Essentially this is trading memory for compute power, and probably more difficult to implement lint rules for in future, but maybe it works?

Lint rules as well as hashing itself would hardly be used in any rules themselves as I see it. Right now, we check if the text has changed at all when linting a file happens. If it has, the date modified will be updated.

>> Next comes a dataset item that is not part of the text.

PR #544, opened 2016-08-18
Lodash lint

shamasis:
+ added lodash eslint plugin
+ set sensible defaults in config (can be changed when issues around them is encountered)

However it sounds like all you want is there to be an ability to specify that the value from the file system be ignored when setting the date modified (i.e. let the Linter making an update to a file be the sole source of truth).

I see hashing more as a way to prevent linting a file that was already linted with the same rules. It is more in the case of running all linting rules on a file x seconds after the user last made a modification to a specific file. But that may not be necessary if all we need is the two settings I asked about above.

Feel free to give your thoughts on this. I know mine can seem quite jumbled, so thanks for bearing with me!